As per the World Health Organization (WHO) Global Report 2017, among the 9.6 million cases of tuberculosis (TB) that occur annually in the world, 2.8 million are found in India. TB is the biggest killer in the 15 to 49 years age group-an age range during which people are the most productive. It is a disease that creates and thrives in poverty. Several studies have shown that TB has a negative impact on the socioeconomic status of patients. Limited data are available on the long-term impact of this disease on the families of patients.

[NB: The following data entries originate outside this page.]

PR #1968, opened 2023-05-18
consolidate buildDocument logic into the IteratorBuildingVisitor

apmoriarty:
- buildDocument logic now located in the IteratorBuildingVisitor
- 'fieldsToAggregate' set no longer needed, so removed from all index iterator builders
- boolean 'forceDocumentBuild' renamed to 'buildDocument'

PR #2712, opened 2025-01-28
Refactor build document logic

apmoriarty:
Refactor document building logic so that it's all in one place and not distributed throughout many different classes.

Redo of https://github.com/NationalSecurityAgency/datawave/pull/1968

### DIFF
--- a/warehouse/query-core/src/main/java/datawave/query/iterator/builder/IndexRegexIteratorBuilder.java
+++ b/warehouse/query-core/src/main/java/datawave/query/iterator/builder/IndexRegexIteratorBuilder.java
@@ -19,7 +19,7 @@ import datawave.query.iterator.logic.IndexIteratorBridge;
  *
  */
 public class IndexRegexIteratorBuilder extends IvaratorBuilder implements IteratorBuilder {
-    private static Logger log = Logger.getLogger(IndexRegexIteratorBuilder.class);
+    private static final Logger log = Logger.getLogger(IndexRegexIteratorBuilder.class);
 
     protected Boolean negated;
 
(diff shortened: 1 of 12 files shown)


warehouse/query-core/src/test/java/datawave/query/tables/facets/FacetedQueryLogicTest.java
```diff
@@ -164,11 +164,9 @@ public void testQueryDynamicFacets() throws Exception {
         // TODO: this test isn't working properly. I would expect a query for Italy that is configured to facet
         // the CITY field - to return a facet for rome and paris, but also return a field name.
         Set<String> expected = new TreeSet<>();
-
-        // @formatter:off
         expected.add("null; paris -- paris//1");
         expected.add("null; rome -- rome//2");
-        // @formatter:on
+        expected.add("null; italy -- italy//10");
```
apmoriarty: @drewfarris any thoughts on why this would come back? I was a little concerned that what is effectively a no-op refactor caused more data to come back on this test, but then I saw the comment that it wasn't working properly. Is this enough to stop a merge?

apmoriarty: Nevermind, I found the answer and added a comment to the code.

avgAGB (approved):

warehouse/query-core/src/main/java/datawave/query/iterator/builder/IndexRegexIteratorBuilder.java
```diff
@@ -19,7 +19,7 @@
  *
  */
 public class IndexRegexIteratorBuilder extends IvaratorBuilder implements IteratorBuilder {
-    private static Logger log = Logger.getLogger(IndexRegexIteratorBuilder.class);
+    private static final Logger log = Logger.getLogger(IndexRegexIteratorBuilder.class);
```
avgAGB, line 22: there's an MR out to refactor the Logger references to the slf4j LoggerFactory instead, so it may be worth updating this to be in line with what we expect the loggers to be built as going forward

hlgp (approved):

This study aimed to analyze the impact of TB on the socioeconomic condition and educational status of the family members of patients and the nutritional status of children younger than 12 years in the family of the patient.

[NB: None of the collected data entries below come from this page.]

PR #2717, opened 2025-01-29
Redesign of the DatePartitionedQueryPlanner (formerly know as the FederatedQueryPlanner)

### LINKED ISSUE #2702: FieldIndexHoles not being used by DefaultQueryPlanner
FederatedQueryPlanner issues:

1) The FederateQueryPlanner shall be renamed to the DatePartitionedQueryPlanner
2) The original IndexHole needs to be renamed to a IndexValueGap, and FieldIndexHole to IndexFieldGap
3) The FederatedQueryPlanner.isInDateRange is not handling overlaps of the endDate correctly
4) The date type is not being applied prior to determining the index holes which results is the initial partitioning being incorrect
5) The FederateQueryPlanner is expanding unfielded terms but the query tree is not preservered which means that the
    default query planners are doing the same work all over again
6) The DefaultQueryPlanner is using a static set of indexed fields which basically means FieldIndexHoles are being ignored
   6a) The DefaultQueryPlanner should apply FieldIndexHoles in a mannor similar to the ValueIndexHoles
   6b) OR the set of indexed and reverse indexed fields should be pulled based on the date range.

Consider doing the default query planning completely up front, then partition the query plans and push down terms in each partition based on the field index holes

ivakegg:


warehouse/query-core/src/main/java/datawave/query/planner/DatePartitionedQueryPlanner.java
```diff
@@ -0,0 +1,820 @@
...
+        original.copyFrom(subConfig);
+        // Ensure the original begin date, end date, and timers are restored after copying over all changes from the sub-config.
+        original.setBeginDate(originalBeginDate);
+        original.setEndDate(originalEndDate);
+        original.setTimers(originalTimers);
+    }
+
+    /**
+     * Return the set of date ranges that sub-queries should be created for. Each date range will have a consistent index state, meaning that within each date
+     * range there will be zero or more fields that are completely indexed in that range. Also it is expected that the date ranges will complete cover the query
```
hlgp: nit: completely cover

warehouse/query-core/src/main/java/datawave/query/planner/DatePartitionedQueryPlanner.java
```diff
@@ -0,0 +1,820 @@
...
+        }
+
+        ensureConsistency(reducedTimeline, config.getBeginDate(), config.getEndDate());
+
+        return reducedTimeline;
+    }
+
+    /**
+     * This method is intended to ensure some fault tolerance in out production of the timeline. The date range from beginDate to endDate should be completely
+     * covered, there should be no gaps, no overlapping date ranges, no negative length date ranges, and every date range should have a different set of
```
hlgp, line 519: yes!  love the validation

warehouse/query-core/src/test/java/datawave/query/IndexHoleQueryTest.java
```diff
@@ -15,7 +15,7 @@
 import org.junit.ClassRule;
 import org.junit.Test;
 
-import datawave.query.config.IndexHole;
+import datawave.query.config.IndexValueHole;
 import datawave.query.exceptions.FullTableScansDisallowedException;
```
hlgp, line 19: Rename test class to IndexValueHoleQueryTest?

hlgp:
We should probably adjust the marker concept to be one day earlier than the last old index entry timestamp.  Since we usually deploy during the day, any deployment where we ceased indexing something would only be a partial day.  I replicated this with a test case and any data from the last indexed date that did not get indexed (i.e. post hypothetical deployment) would be missed.

hlgp:
In other tests, I'm getting empty ranges.  We're still checking the fi for the field with the _Hole_ marker, so the AndIterator appears to be defeating.  Haven't fully stepped through, though, but we need more end-to-end tests up in here (up in here).

warehouse/query-core/src/main/java/datawave/query/jexl/visitors/PushdownUnindexedFieldsVisitor.java
```diff
@@ -0,0 +1,171 @@
...
+import org.apache.log4j.Logger;
+
+import datawave.query.config.ShardQueryConfiguration;
+import datawave.query.jexl.JexlASTHelper;
+import datawave.query.jexl.LiteralRange;
+import datawave.query.jexl.nodes.QueryPropertyMarker;
+import datawave.query.util.MetadataHelper;
+
+/**
+ * Visitor meant to 'push down' predicates for expressions that are not executable against the index.
```
apmoriarty: index!? global index or field index.

warehouse/query-core/src/main/java/datawave/query/jexl/visitors/PushdownUnindexedFieldsVisitor.java
```diff
@@ -0,0 +1,171 @@
...
+ */
+public class PushdownUnindexedFieldsVisitor extends RebuildingVisitor {
```
apmoriarty, line 34: RebuildingVisitor isn't necessary. If you have 100 terms in a query and only one unindexed term, you're copying 100 terms to swap in a single new term. Extend base visitor and modify the query tree in place, with confidence!

warehouse/query-core/src/main/java/datawave/query/jexl/visitors/PushdownUnindexedFieldsVisitor.java
```diff
@@ -0,0 +1,171 @@
...
+    }
+
+    public boolean isIndexed(JexlNode node) {
+        String field = JexlASTHelper.getIdentifier(node);
+        try {
+            return (field != null && this.helper.isIndexed(field, this.dataTypeFilter));
+        } catch (TableNotFoundException e) {
+            throw new IllegalStateException("Unable to find metadata table", e);
+        }
+    }
```
apmoriarty: I question whether the metadata helper is actually necessary for this. You already have a set of non-indexed fields...by definition isn't every field not in that set indexed? If you do need to determine the indexed state of a field, why not remove the metadata helper and simply add the set of indexed fields? Then you can remove the set of non-indexed fields.

warehouse/query-core/src/main/java/datawave/query/jexl/visitors/PushdownUnindexedFieldsVisitor.java
```diff
@@ -0,0 +1,171 @@
...
+        }
+
+    }
+
+    @Override
+    public Object visit(ASTReferenceExpression node, Object data) {
+        // if not already delayed somehow
+        if (!QueryPropertyMarker.findInstance(node).isAnyTypeExcept(BOUNDED_RANGE)) {
+            return super.visit(node, data);
+        }
```
apmoriarty: Marker nodes are handled at the level of an ASTAndNode, you are not guaranteed to have a reference expression. You already handle this case above, so this method isn't necessary

warehouse/query-core/src/main/java/datawave/query/jexl/visitors/PushdownUnindexedFieldsVisitor.java
```diff
@@ -0,0 +1,171 @@
...
+    public Object visit(ASTEQNode node, Object data) {
+        if (isIndexed(node) && missingIndexRange(node)) {
+            return QueryPropertyMarker.create(node, INDEX_HOLE);
+        }
+        return node;
+    }
+
+    @Override
+    public Object visit(ASTERNode node, Object data) {
+        if (isIndexed(node) && missingIndexRange(node)) {
```
apmoriarty: extract the field once and pass it to the helper methods. helper methods should operate on the field.

warehouse/query-core/src/main/java/datawave/query/jexl/visitors/PushdownUnindexedFieldsVisitor.java
```diff
@@ -0,0 +1,171 @@
...
+        // if not already delayed somehow
+        if (!QueryPropertyMarker.findInstance(node).isAnyTypeExcept(BOUNDED_RANGE)) {
+            return super.visit(node, data);
+        }
+        return node;
+    }
+
+    @Override
+    public Object visit(ASTEQNode node, Object data) {
+        if (isIndexed(node) && missingIndexRange(node)) {
```
apmoriarty: I'm not sure that this logic will handle queries with arithmetic or methods very well. The field or the value may be null.
See the FunctionalSetTest for examples

warehouse/query-core/src/main/java/datawave/query/jexl/visitors/PushdownUnindexedFieldsVisitor.java
```diff
@@ -0,0 +1,171 @@
...
+import datawave.query.util.MetadataHelper;
+
+/**
+ * Visitor meant to 'push down' predicates for expressions that are not executable against the index.
+ */
+public class PushdownUnindexedFieldsVisitor extends RebuildingVisitor {
+
+    private static final Logger log = Logger.getLogger(PushdownUnindexedFieldsVisitor.class);
+
+    protected ShardQueryConfiguration config;
```
apmoriarty: config isn't necessary

warehouse/query-core/src/main/java/datawave/query/planner/DatePartitionedQueryPlanner.java
ivakegg: reworded

warehouse/query-core/src/main/java/datawave/query/planner/DatePartitionedQueryPlanner.java
ivakegg: thank you

warehouse/query-core/src/test/java/datawave/query/IndexHoleQueryTest.java
ivakegg: done

ivakegg:
> In other tests, I'm getting empty ranges. We're still checking the fi for the field with the _Hole_ marker, so the AndIterator appears to be defeating. Haven't fully stepped through, though, but we need more end-to-end tests up in here (up in here).

I changed this to use evaluation only instead of index value hole markers in the query to avoid the field index lookups for unindexed fields.

warehouse/query-core/src/main/java/datawave/query/jexl/visitors/PushdownUnindexedFieldsVisitor.java
ivakegg: updated comment.

warehouse/query-core/src/main/java/datawave/query/jexl/visitors/PushdownUnindexedFieldsVisitor.java
ivakegg: I have to use the rebuilding visitor.  Each set of unindexed fields is being applied to the original query plan tree so I cannot modify the tree inline.

warehouse/query-core/src/main/java/datawave/query/jexl/visitors/PushdownUnindexedFieldsVisitor.java
ivakegg: I will see what I can do here.

warehouse/query-core/src/main/java/datawave/query/jexl/visitors/PushdownUnindexedFieldsVisitor.java
ivakegg: you are probably correct.  I will validate.

warehouse/query-core/src/main/java/datawave/query/jexl/visitors/PushdownUnindexedFieldsVisitor.java
ivakegg: cool

warehouse/query-core/src/main/java/datawave/query/jexl/visitors/PushdownUnindexedFieldsVisitor.java
ivakegg: but those methods will not be used in the index lookup so do they matter?

warehouse/query-core/src/main/java/datawave/query/jexl/visitors/PushdownUnindexedFieldsVisitor.java
ivakegg: ok, fair point.  thank you!

warehouse/query-core/src/main/java/datawave/query/jexl/visitors/PushdownUnindexedFieldsVisitor.java
ivakegg: Actually there is no need to check for indexed fields as the unindexed field list is enough for this visitor..... fixing.

warehouse/query-core/src/main/java/datawave/query/jexl/visitors/PushdownUnindexedFieldsVisitor.java
ivakegg: Sorry, I think, I see what you mean.... I will reevaluate what I am missing.

warehouse/query-core/src/main/java/datawave/query/planner/DatePartitionedQueryPlanner.java
```diff
@@ -0,0 +1,801 @@
...
+
+            return configCopy;
+        } finally {
+            stopwatch.stop();
+        }
+    }
+
+    /**
+     * Return the set of date ranges that sub-queries should be created for. Each date range will have a consistent index state, meaning that within each date
+     * range all query fields are either indexed or not-indexed across the entire range. It is expected that the date ranges will complete cover the original
```
lbschanno: I think you intended `completely cover`, not `complete cover`.

warehouse/query-core/src/main/java/datawave/query/planner/DatePartitionedQueryPlanner.java
```diff
@@ -0,0 +1,801 @@
...
+
+    private static final Logger log = ThreadConfigurableLogger.getLogger(DatePartitionedQueryPlanner.class);
+
+    private final SimpleDateFormat dateFormat = new SimpleDateFormat("yyyy/MM/dd");
+
+    // we want a unique set of plans, but maintain insertion order (facilitates easier testing)
+    private final Set<String> plans = new LinkedHashSet<>();
+    private DefaultQueryPlanner queryPlanner;
+    private String plannedScript;
+    private SortedSet<Pair<Date,Date>> relevantHoles;
```
lbschanno: As far as I can tell, this isn't being used anywhere.

warehouse/query-core/src/main/java/datawave/query/planner/DatePartitionedQueryPlanner.java
```diff
@@ -0,0 +1,801 @@
...
+
+    // handles boilerplate operations that surround a visitor's execution (e.g., timers, logging, validating)
+    private TimedVisitorManager visitorManager = new TimedVisitorManager();
```
lbschanno: This can be final.

warehouse/query-core/src/main/java/datawave/query/planner/FederatedQueryIterable.java
```diff
@@ -9,7 +9,7 @@
 import datawave.query.CloseableIterable;
 
 /**
- * Implementation of {@link CloseableIterable} intended to be used by {@link FederatedQueryPlanner}. This iterable
+ * Implementation of {@link CloseableIterable} intended to be used by {@link DatePartitionedQueryPlanner}. This iterable
  */
 public class FederatedQueryIterable implements CloseableIterable<QueryData> {
```
lbschanno: Should this be renamed to `DatePartitionedQueryIterable`?

warehouse/query-core/src/main/java/datawave/query/planner/DatePartitionedQueryPlanner.java
```diff
@@ -0,0 +1,801 @@
...
+     * Update the planned script to represent a concatenation of the planned scripts from all sub-plans of the most recently executed call to
+     * {@link #process(GenericQueryConfiguration, String, Query, ScannerFactory)}.
+     */
+    private void updatePlannedScript() {
+        if (plans.isEmpty()) {
+            this.plannedScript = "";
+        } else if (this.plans.size() == 1) {
+            this.plannedScript = this.plans.iterator().next();
+        } else {
+            int lastIndex = plans.size() - 1;
```
lbschanno: `lastIndex` is never used and can be deleted.

warehouse/query-core/src/main/java/datawave/query/planner/DatePartitionedQueryPlanner.java
```diff
@@ -0,0 +1,801 @@
...
+                                .isEquals();
+            }
+            return false;
+        }
+
+        @Override
+        public int compareTo(IndexFieldHoleBoundary other) {
+            int comparison = date.compareTo(other.date);
+            if (comparison == 0) {
+                comparison = Boolean.valueOf(other.indexFieldHoleStart).compareTo(Boolean.valueOf(indexFieldHoleStart));
```
lbschanno: This can be simplified to `Boolean.compare(boolean, boolean)`.

warehouse/query-core/src/main/java/datawave/query/planner/DatePartitionedQueryPlanner.java
```diff
@@ -0,0 +1,801 @@
...
+     * unindexed fields.
+     *
+     * @param timeline
+     *            The timeline to verify
+     * @param beginDate
+     *            The begin date
+     * @param endDate
+     *            The end date
+     */
+    private void ensureConsistency(SortedMap<Pair<Date,Date>,Set<String>> timeline, Date beginDate, Date endDate) throws DatawaveFatalQueryException {
```
lbschanno, line 529: I really like this.

warehouse/query-core/src/main/java/datawave/query/planner/DatePartitionedQueryPlanner.java
```diff
@@ -0,0 +1,801 @@
...
+    private SortedSet<IndexFieldHoleBoundary> createTimeline(Map<String,IndexFieldHole> fieldIndexHoles, Date beginDate, Date endDate) {
+        // We want to create a timeline of index hole begin and end dates
+        // that overlap the query's target date range
+        // and map to the fields for which holes are beginning and ending
+        SortedSet<IndexFieldHoleBoundary> timeline = new TreeSet<>();
+        for (Map.Entry<String,IndexFieldHole> hole : fieldIndexHoles.entrySet()) {
+            String field = hole.getKey();
+            IndexFieldHole indexHole = hole.getValue();
+            for (Pair<Date,Date> range : getHolesOverlappingOriginalQueryDateRange(beginDate, endDate, indexHole)) {
+                timeline.add(new IndexFieldHoleBoundary(range.getLeft(), true, field));
```
lbschanno, line 667: `IndexFieldHoleBoundary` can hold a set of fields, however only the single field constructor `IndexFieldHoleBoundary(Date date, boolean start, String field)` is used here, and `IndexFieldHoleBoundary.addFields()` is never called. 

Did you intend for `createTimeline()` to return a set of boundaries that contain singular fields only, or are the fields supposed to be collapsed into any boundaries where they overlap?

warehouse/query-core/src/main/java/datawave/query/planner/DatePartitionedQueryPlanner.java
```diff
@@ -0,0 +1,801 @@
...
+                timeline.add(new IndexFieldHoleBoundary(range.getRight(), false, field));
+            }
+        }
+        if (timeline.isEmpty()) {
+            timeline.add(new IndexFieldHoleBoundary(beginDate, true));
+            timeline.add(new IndexFieldHoleBoundary(endDate, false));
+        } else {
+            if (timeline.first().getBoundary().after(beginDate)) {
+                // start with and beginning boundary that starts at the beginDate with no unindex field
```
lbschanno: Minor nitpick: `start with a beginning`, `with no unindexed field`

warehouse/query-core/src/main/java/datawave/query/planner/DatePartitionedQueryPlanner.java
```diff
@@ -0,0 +1,801 @@
...
+    }
+
+    /**
+     * Return one millisecond before the given date.
+     */
+    private Date oneMsBefore(Date date) {
+        return new Date(date.getTime() - 1);
+    }
+
+    public static class IndexFieldHoleBoundary implements Comparable<IndexFieldHoleBoundary> {
```
lbschanno, line 751: Can you add a comment here describing that this represents a bounding endpoint for the dates that a field index hole encompasses? It becomes apparent after some inspection, but a description never hurts.

warehouse/query-core/src/main/java/datawave/query/planner/DatePartitionedQueryPlanner.java
```diff
@@ -0,0 +1,801 @@
...
+        private final Date date;
+        private final boolean indexFieldHoleStart;
```
lbschanno: I don't think this needs to include `indexFieldHole` in the name, `isStart` or `start` would be fine, or perhaps `boundaryStart`.

warehouse/query-core/src/main/java/datawave/query/jexl/visitors/PushdownUnindexedFieldsVisitor.java
```diff
@@ -0,0 +1,131 @@
...
+     *
+     * @param data
+     *            the node data
+     * @param range
+     *            the range
+     * @param currentNode
+     *            the current node
+     * @return a jexl node
+     */
+    protected JexlNode delayBoundedIndexHole(LiteralRange range, ASTAndNode currentNode, Object data) {
```
lbschanno: The parameter `data` is not used and can be removed.

warehouse/query-core/src/main/java/datawave/query/jexl/visitors/PushdownUnindexedFieldsVisitor.java
```diff
@@ -0,0 +1,131 @@
...
+import datawave.query.jexl.JexlASTHelper;
+import datawave.query.jexl.LiteralRange;
+import datawave.query.jexl.nodes.QueryPropertyMarker;
+
+/**
+ * Visitor meant to 'push down' predicates for expressions that are not executable against the global OR field index.
+ */
+public class PushdownUnindexedFieldsVisitor extends RebuildingVisitor {
+
+    private static final Logger log = Logger.getLogger(PushdownUnindexedFieldsVisitor.class);
```
lbschanno, line 36: `log` is never used and can be deleted.

warehouse/query-core/src/main/java/datawave/query/jexl/visitors/PushdownUnindexedFieldsVisitor.java
```diff
@@ -0,0 +1,131 @@
...
+    public static <T extends JexlNode> T pushdownPredicates(T queryTree, Set<String> unindexedFields) {
+        PushdownUnindexedFieldsVisitor visitor = new PushdownUnindexedFieldsVisitor(unindexedFields);
+        return (T) (queryTree.jjtAccept(visitor, null));
+    }
+
+    @Override
+    public Object visit(ASTAndNode node, Object data) {
+        // if not already delayed somehow
+        if (!QueryPropertyMarker.findInstance(node).isAnyTypeExcept(BOUNDED_RANGE)) {
+            LiteralRange range = JexlASTHelper.findRange().getRange(node);
```
lbschanno: This can be simplified to `if(QueryPropertyMarker.findInstance(node).isType(BOUNDED_RANGE)) {`

warehouse/query-core/src/main/java/datawave/query/jexl/visitors/PushdownUnindexedFieldsVisitor.java
```diff
@@ -0,0 +1,131 @@
...
+import org.apache.log4j.Logger;
+
+import datawave.query.jexl.JexlASTHelper;
+import datawave.query.jexl.LiteralRange;
+import datawave.query.jexl.nodes.QueryPropertyMarker;
+
+/**
+ * Visitor meant to 'push down' predicates for expressions that are not executable against the global OR field index.
+ */
+public class PushdownUnindexedFieldsVisitor extends RebuildingVisitor {
```
lbschanno, line 34: Will you be adding any tests for this visitor?

warehouse/query-core/src/main/java/datawave/query/planner/DatePartitionedQueryPlanner.java
```diff
@@ -0,0 +1,801 @@
...
+
+                    // Get the range stream for the new date range and query
+                    results.addIterable(subPlan.reprocess(configCopy, configCopy.getQuery(), scannerFactory));
+
+                    if (log.isDebugEnabled()) {
+                        log.debug("Query string for config of sub-plan against date range (" + subBeginDate + "-" + subEndDate + ") with unindexed fields "
+                                        + dateRange.getValue() + ": " + configCopy.getQueryString());
+                    }
+                } catch (DatawaveQueryException e) {
+                    log.warn("Exception occured when processing sub-plan against date range (" + subBeginDate + "-" + subEndDate + ")", e);
```
lbschanno: Spelling: `occured` should be `occurred`.

warehouse/query-core/src/main/java/datawave/query/planner/DatePartitionedQueryPlanner.java
ivakegg: You are right, I was thinking of collapsing the boundaries but I ended up not needing/wanting to do that.....  removing obsolete functionality.

warehouse/query-core/src/main/java/datawave/query/jexl/visitors/PushdownUnindexedFieldsVisitor.java
ivakegg: TBD

warehouse/query-core/src/main/java/datawave/query/jexl/visitors/PushdownUnindexedFieldsVisitor.java
ivakegg: yeah, totally rewritting this one.  I had copied it from the other pushdown visitor we had and did not think hard enough about it.  Also writting some tests.

warehouse/query-core/src/main/java/datawave/query/jexl/visitors/PushdownUnindexedFieldsVisitor.java
ivakegg: Yes, will do

avgAGB (dismissed):

warehouse/query-core/src/main/java/datawave/query/jexl/visitors/PushdownUnindexedFieldsVisitor.java
```diff
@@ -0,0 +1,226 @@
...
+
+    @Override
+    public Object visit(ASTFunctionNode node, Object data) {
+        // no need to delay functions
+        return copy(node);
+    }
+
+    @Override
+    public Object visit(ASTMethodNode node, Object data) {
+        // no need to delay functions
```
apmoriarty: nit pick: methods

warehouse/query-core/src/main/java/datawave/query/jexl/visitors/PushdownUnindexedFieldsVisitor.java
```diff
@@ -0,0 +1,226 @@
...
+            }
+        }
+        return false;
+    }
+
+    private boolean missingIndexRange(LiteralRange range) {
+        return (unindexedFields.contains(range.getFieldName()));
+    }
+
+}
```
apmoriarty, line 226: This looks much cleaner

warehouse/query-core/src/main/java/datawave/query/jexl/visitors/JexlStringBuildingVisitor.java
```diff
@@ -188,156 +191,54 @@ public Object visit(ASTAndNode node, Object data) {
...
-            QueryException qe = new QueryException(DatawaveErrorCode.NODE_PROCESSING_ERROR, "An ASTNENode has more than two children");
-            throw new IllegalArgumentException(qe);
-        }
-
-        node.jjtGetChild(0).jjtAccept(this, sb);
-
-        sb.append(" != ");
-
-        node.jjtGetChild(1).jjtAccept(this, sb);
+    public Object visit(ASTEQNode node, Object data) {
```
apmoriarty, line 212: This class has some great cleanup

warehouse/query-core/src/test/java/datawave/query/CompositeFunctionsTest.java
```diff
@@ -670,6 +671,28 @@ public void testTLDWithLuceneAndIdentifierToLiteralEQJexl() throws Exception {
         }
     }
 
+
+    @Test
+    public void testWithHoles(){
+        eventQueryLogic.setQueryPlanner(new DatePartitionedQueryPlanner());
+        Map<String,String> extraParameters = new HashMap<>();
+        extraParameters.put("include.grouping.context", "true");
+        //TODO: why is HOLE not being pushed down with _Hole_ marker?!
```
apmoriarty: Is this still an issue?

warehouse/query-core/src/test/java/datawave/query/planner/DatePartitionedQueryPlannerTest.java
```diff
@@ -638,7 +635,6 @@ public void testFieldIndexMinThresholdWithSomeNotMeeting() throws Exception {
         expectEvents("20130104", FieldIndexHoleDataIngest.corleoneUID, FieldIndexHoleDataIngest.caponeUID, FieldIndexHoleDataIngest.sopranoUID);
         expectEvents("20130105", FieldIndexHoleDataIngest.corleoneUID, FieldIndexHoleDataIngest.caponeUID, FieldIndexHoleDataIngest.sopranoUID);
 
-        assertQueryResults();
-        assertSubrangesCorrect();
+        assertSubrangesCorrect(assertQueryResults());
```
apmoriarty: It took a bit of reading to understand how this test was handling asserting the correct. I would like to see the final query plans asserted, just so it's easy to visually inspect the final results. Something like
```
expectPlan("20130101", "UUID == 'uuid'")
expectPlan("20130101", "(_Hole_ = true) && (UUID == 'uuid')")
```
Doesn't have to be done before a merge, but should be done relatively soon.

apmoriarty (dismissed):

warehouse/query-core/src/test/java/datawave/query/CompositeFunctionsTest.java
hlgp: nope.  corresponding MR: https://github.com/NationalSecurityAgency/datawave/pull/2759

I know you like MRs, so I put some MRs in your MRs.

warehouse/query-core/src/test/java/datawave/query/planner/DatePartitionedQueryPlannerTest.java
ivakegg: done

warehouse/query-core/src/test/java/datawave/query/util/FieldIndexHoleDataIngest.java
hlgp, line 1: IndexFieldHoleDataIngest

ivakegg: done

avgAGB (approved):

This was a retrospective cohort study conducted in Vellore, Tamil Nadu, India in the month of March 2017. The exposed group consisted of families with a member who completed treatment for TB in the past 5 years obtained from two tuberculosis units under the Revised National Tuberculosis Control Programme. The unexposed group was composed of families in the same neighborhood as the exposed families, matched for the age of one child.
Upon analysis, the multifaceted impact of TB led to an increased risk of "financial crises," delayed and disrupted education among children, and wasting among children younger than 5 years (as measured by weight-for-height Z scores). Older children and adults were also at a higher risk of being undernourished as assessed by BMI-for-age Z scores and BMI, respectively. Reduced social participation as a marker of stigma was found to be higher but not statistically significant.
This study found that despite the obvious multifaceted impact of TB on the family, the screening and protective measures often fail to encompass the scope of the disease. These are of great importance to the primary physician, often the only contact of the medical fraternity with the family members of patients.
根据世界卫生组织(WHO)《2017年全球报告》,全球每年有960万例结核病病例,其中280万例在印度被发现。结核病是15至49岁年龄组中最大的杀手——这一年龄段的人生产力最高。这是一种在贫困中产生并蔓延的疾病。多项研究表明,结核病对患者的社会经济状况有负面影响。关于这种疾病对患者家庭的长期影响的数据有限。
本研究旨在分析结核病对患者家庭成员的社会经济状况和教育状况以及患者家庭中12岁以下儿童营养状况的影响。
这是一项于2017年3月在印度泰米尔纳德邦韦洛尔进行的回顾性队列研究。暴露组由过去5年中从修订后的国家结核病控制规划下的两个结核病治疗单位获得的有一名成员完成结核病治疗的家庭组成。非暴露组由与暴露家庭位于同一街区、年龄匹配的一个孩子的家庭组成。
经分析,结核病的多方面影响导致“金融危机”风险增加、儿童教育延迟和中断,以及5岁以下儿童消瘦(以身高别体重Z评分衡量)。通过年龄别BMI-Z评分和BMI评估,年龄较大的儿童和成年人营养不良风险也更高。作为耻辱标志的社会参与度降低,但差异无统计学意义。
本研究发现,尽管结核病对家庭有明显的多方面影响,但筛查和保护措施往往未能涵盖疾病的范围。这些对初级医生非常重要,初级医生通常是医疗界与患者家庭成员的唯一接触者。